Question

Bisectors of angles A, B and C of a triangle ABC intersects its circumcircle at D, E and F respectively. Prove that the angles of the triangles DEF are $90^\circ - \dfrac{1}{2}A$, $90^\circ - \dfrac{1}{2}B$ and $90^\circ - \dfrac{1}{2}C$.

Answer 1

Hint: In this problem, the property of angle addition is used. According to the angle addition property two adjacent angles can be added to determine the other unknown angles.

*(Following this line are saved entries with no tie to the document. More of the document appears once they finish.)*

PR #7602, opened 2025-07-09
Add summary statistics for metrics views via MCP

grahamplata:
Add summary statistics for metrics views via MCP server tool

Screenshot 2025-07-09 at 3 00 31 PM

`query_metrics_view_summary` mcp tool 

> request
```json
{
  "metrics_view": "product_metrics_pg_snapshot_date_2025_03_21_orgs_metrics"
}
```

> response
```json
    [{
        "max": "2025-03-21T15:06:06.104879Z",
        "min": "2023-05-04T12:24:25.106518Z",
        "watermark": "2025-03-21T15:06:06.104879Z",
        "summary": {
            "_all_usergroup_id": {
                "DimensionName": "_all_usergroup_id",
                "DataType": "VARCHAR",
                "SampleValue": "5bd92381-6a5b-4858-a9ec-7cc056ec82f3"
            },
            "_billing_customer_id": {
                "DimensionName": "_billing_customer_id",
                "DataType": "VARCHAR",
                "SampleValue": "24d49175-8de2-428e-9ea3-0b01db4724a5"
            },
            "_created_by_user_id": {
                "DimensionName": "_created_by_user_id",
                "DataType": "VARCHAR",
                "SampleValue": "d991b5f5-fde2-4c15-b30d-169f030b27fa"
            },
            "_id": {
                "DimensionName": "_id",
                "DataType": "VARCHAR",
                "SampleValue": "24d49175-8de2-428e-9ea3-0b01db4724a5"
            },
            "_payment_customer_id": {
                "DimensionName": "_payment_customer_id",
                "DataType": "VARCHAR",
                "SampleValue": "cus_RIEnoGvpb0AUlS"
            },
            "billing_customer_id": {
                "DimensionName": "billing_customer_id",
                "DataType": "VARCHAR",
                "SampleValue": "24d49175-8de2-428e-9ea3-0b01db4724a5"
            },
// ...snip
```
Sample execution from Claude Desktop

**Checklist:**
- [x] Covered by tests
- [x] Linked [the issues it closes](https://linear.app/rilldata/issue/PLAT-74/provide-summary-statistics-for-metrics-views-over-mcp)
- [ ] I'm proud of this work!

### DIFF
--- a/runtime/metricsview/executor_summary.go
+++ b/runtime/metricsview/executor_summary.go
@@ -12,10 +12,12 @@ import (
 )
 
 const (
-	// DefaultSummaryLimit is the maximum number of dimensions to summarize.
-	DefaultSummaryLimit = 15
-	// DefaultSampleTimeWindow is the time window used for sampling values
-	DefaultSampleTimeWindow = 24 * time.Hour
+	// SummaryDimensionsLimit is the maximum number of dimensions to summarize.
+	SummaryDimensionsLimit = 15
+	// SummaryTimeDimensionsLimit is the maximum number of time dimensions to summarize.
+	SummaryTimeDimensionsLimit = 2
+	// SummarySampleInterval is the time offset from the max timestamp used for sampling values.
+	SummarySampleInterval = 24 * time.Hour
 )
 
 // SummaryResult is the statistics for a single metrics view.
@@ -40,21 +42,12 @@ func (e *Executor) Summary(ctx context.Context) (*SummaryResult, error) {
 		return nil, runtime.ErrForbidden
 	}
 
-	dimensions := make([]*runtimev1.MetricsViewSpec_Dimension, 0, DefaultSummaryLimit)
-	timeDimensions := make([]*runtimev1.MetricsViewSpec_Dimension, 0, 2)
-
-	// Track the default time dimension name to ensure it's included
-	defaultTimeDimName := e.metricsView.TimeDimension
-
+	// Gather the categorical and time dimensions
+	var dimensions, timeDimensions []*runtimev1.MetricsViewSpec_Dimension
 	for _, dim := range e.metricsView.Dimensions {
 		// Skip dimensions that the user cannot access first
 		if !e.security.CanAccessField(dim.Name) {
 			continue
-		}
-
-		// If we have reached the limit, stop adding dimensions
-		if len(dimensions)+len(timeDimensions) >= DefaultSummaryLimit {
-			break
 		}
 
 		// Check if this dimension is a time dimension (has timestamp data type)
@@ -73,136 +66,115 @@ func (e *Executor) Summary(ctx context.Context) (*SummaryResult, error) {
 		}
 	}
 
-	// Ensure the default time dimension is included even if it's not in the dimensions list
-	defaultTimeDimFound := false
-	if defaultTimeDimName != "" {
+	// Add the default time dimension if it wasn't in the list (it's not currently guaranteed to be included in the dimensions list).
+	if e.metricsView.TimeDimension != "" {
+		var found bool
 		for _, dim := range timeDimensions {
-			if dim.Name == defaultTimeDimName {
-				defaultTimeDimFound = true
+			if dim.Name == e.metricsView.TimeDimension {
+				found = true
 				break
 			}
 		}
-	}
 
-	// Get the default time range for the metrics view using the default time dimension
-	// This will be used for time range filtering in other queries
-	var defaultTimeRange TimestampsResult
-	var err error
-	if defaultTimeDimName != "" {
-		defaultTimeRange, err = e.Timestamps(ctx, defaultTimeDimName)
-		if err != nil {
-			return nil, fmt.Errorf("failed to get default time range for dimension %q: %w", defaultTimeDimName, err)
+		if !found {
+			// Prepend it so it doesn't get truncated
+			head := []*runtimev1.MetricsViewSpec_Dimension{{
+				Name:     e.metricsView.TimeDimension,
+				DataType: &runtimev1.Type{Code: runtimev1.Type_CODE_TIMESTAMP},
+			}}
+			timeDimensions = append(head, timeDimensions...)
 		}
 	}
 
-	timeDimensionSummaries := make([]DimensionSummary, 0, len(timeDimensions)+1)
-	if !defaultTimeDimFound && defaultTimeDimName != "" && e.security.CanAccessField(defaultTimeDimName) {
-		timeDimensions = append(timeDimensions, &runtimev1.MetricsViewSpec_Dimension{
-			Name:     defaultTimeDimName,
-			DataType: &runtimev1.Type{Code: runtimev1.Type_CODE_TIMESTAMP},
-		})
+	// Apply the default dimension limits
+	if len(dimensions) > SummaryDimensionsLimit {
+		dimensions = dimensions[0:SummaryDimensionsLimit]
+	}
+	if len(timeDimensions) > SummaryTimeDimensionsLimit {
+		timeDimensions = timeDimensions[0:SummaryTimeDimensionsLimit]
 	}
 
+	// Compute the time dimension summaries
+	var summaries []DimensionSummary
+	var defaultTimeDimensionSummary DimensionSummary
 	for _, dim := range timeDimensions {
-		var timeRange TimestampsResult
-		if dim.Name == defaultTimeDimName {
-			timeRange = defaultTimeRange
-		} else {
-			timeRange, err = e.Timestamps(ctx, dim.Name)
-			if err != nil {
-				return nil, fmt.Errorf("failed to get time range for dimension %s: %w", dim.Name, err)
-			}
+		timeRange, err := e.Timestamps(ctx, dim.Name)
+		if err != nil {
+			return nil, fmt.Errorf("failed to get time range for dimension %q: %w", dim.Name, err)
 		}
-
-		var dataType string
-		if dim.DataType != nil {
-			dataType = dim.DataType.Code.String()
-		}
-
 		summary := DimensionSummary{
-			Name:     dim.Name,
-			DataType: dataType,
+			Name: dim.Name,
 		}
-
-		// Only populate min/max if we have time data
+		if dim.DataType != nil {
+			summary.DataType = dim.DataType.Code.String()
+		}
 		if !timeRange.Min.IsZero() {
 			summary.MinValue = timeRange.Min
 		}
 		if !timeRange.Max.IsZero() {
 			summary.MaxValue = timeRange.Max
 		}
-
-		timeDimensionSummaries = append(timeDimensionSummaries, summary)
+		summaries = append(summaries, summary)
+		if dim.Name == e.metricsView.TimeDimension {
+			defaultTimeDimensionSummary = summary
+		}
 	}
 
 	// Create summaries for normal dimensions
 	if len(dimensions) == 0 {
 		return &SummaryResult{
-			Dimensions:           timeDimensionSummaries,
-			DefaultTimeDimension: createDefaultTimeDimensionSummary(defaultTimeDimName, defaultTimeRange),
+			Dimensions:           summaries,
+			DefaultTimeDimension: defaultTimeDimensionSummary,
 		}, nil
 	}
 
 	// Build and execute the summary query
 	selectClauses := make([]string, 0, len(dimensions)*4)
-	var failedDimensions []string
-
 	for _, dim := range dimensions {
-		dimName := dim.Name
 		expr, err := e.olap.Dialect().MetricsViewDimensionExpression(dim)
 		if err != nil {
-			return nil, fmt.Errorf("failed to get expression for dimension %s: %w", dimName, err)
+			return nil, fmt.Errorf("failed to get expression for dimension %s: %w", dim.Name, err)
 		}
 
-		dialect := e.olap.Dialect()
-
 		// Add select clauses for min, max, has_nulls, and sample value
+		dialect := e.olap.Dialect()
 		selectClauses = append(selectClauses,
-			fmt.Sprintf("MIN(%s) AS %s", expr, dialect.EscapeIdentifier(dimName+"__min")),
-			fmt.Sprintf("MAX(%s) AS %s", expr, dialect.EscapeIdentifier(dimName+"__max")),
-			fmt.Sprintf("COUNT(*) - COUNT(%s) > 0 AS %s", expr, dialect.EscapeIdentifier(dimName+"__has_nulls")),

Complete step-by-step solution:Given:
The bisectors of angles A, B and C of a triangle ABC intersects its circumcircle at D, E and F respectively.
                                                     

The following is the schematic diagram of a triangle ABC inscribed in a circle.
In triangle $\Delta DEF$, we can say that
\[\angle D = \angle EDF\]
Also, by the angle addition property, we can write
\[\angle EDF = \angle EDA + \angle FDA\]
Now, the angles inscribed in the same arc are equal.
$\angle EDA = \angle EBA$ and $\angle FDA = \angle FCA$
Since, BE is bisector of \[\angle B\] and CF is bisector of \[\angle C\]. Now, the angle $\angle EDF$ will be equal to,
$\begin{array}{c}
\angle EDF = \angle EBA + \angle FCA\\
\angle EDF = \dfrac{1}{2}\angle B + \dfrac{1}{2}\angle C
\end{array}$
The above equation can be written as:
$\angle D = \dfrac{{\angle B + \angle C}}{2}$……(i)
Also, the angle $\angle E$ is equal to,
$\angle E = \dfrac{{\angle A + \angle C}}{2}$…..(ii)
Also, the angle $\angle F$ is equal to,
$\angle F = \dfrac{{\angle A + \angle B}}{2}$….(iii)
Now, we know that the sum of all the angles of a triangle is equal to $180^\circ $.
\[\begin{array}{c}
\Rightarrow\angle A + \angle B + \angle C = 180^\circ \\
\Rightarrow\angle B + \angle C = 180^\circ - \angle A
\end{array}\]….(iv)
$\Rightarrow$\[\angle A + \angle C = 180^\circ - \angle B\]………….(v)
$\Rightarrow$\[\angle A + \angle B = 180^\circ - \angle C\]……..…(vi)

On substituting the value from (iv) to equation (i),we get
\[\begin{array}{c}
\Rightarrow \angle D = \dfrac{{180^\circ - \angle A}}{2}\\
\Rightarrow\angle D = 90^\circ - \dfrac{{\angle A}}{2}
\end{array}\]
On substituting the value from (v) to equation (ii),we get
\[\begin{array}{c}
\Rightarrow\angle E = \dfrac{{180^\circ - \angle B}}{2}\\
\Rightarrow\angle E = 90^\circ - \dfrac{{\angle B}}{2}
\end{array}\]
On substituting the value from (vi) to equation (iii),we get
\[\begin{array}{c}
\Rightarrow\angle F = \dfrac{{180^\circ - \angle C}}{2}\\
\Rightarrow\angle F = 90^\circ - \dfrac{{\angle C}}{2}
\end{array}\]
Hence, it is proved that the angles of triangle DEF are \[\angle D = 90^\circ - \dfrac{{\angle A}}{2}\], $90^\circ - \dfrac{1}{2}\angle B$ and $90^\circ - \dfrac{1}{2}\angle C$.

Note: In this problem, it is important to know that BE is bisector of \[\angle B\] and CF is bisector of \[\angle C\]. We have also used the Basic property of a triangle, that the sum of all the angles of a triangle is equal to $180^\circ $.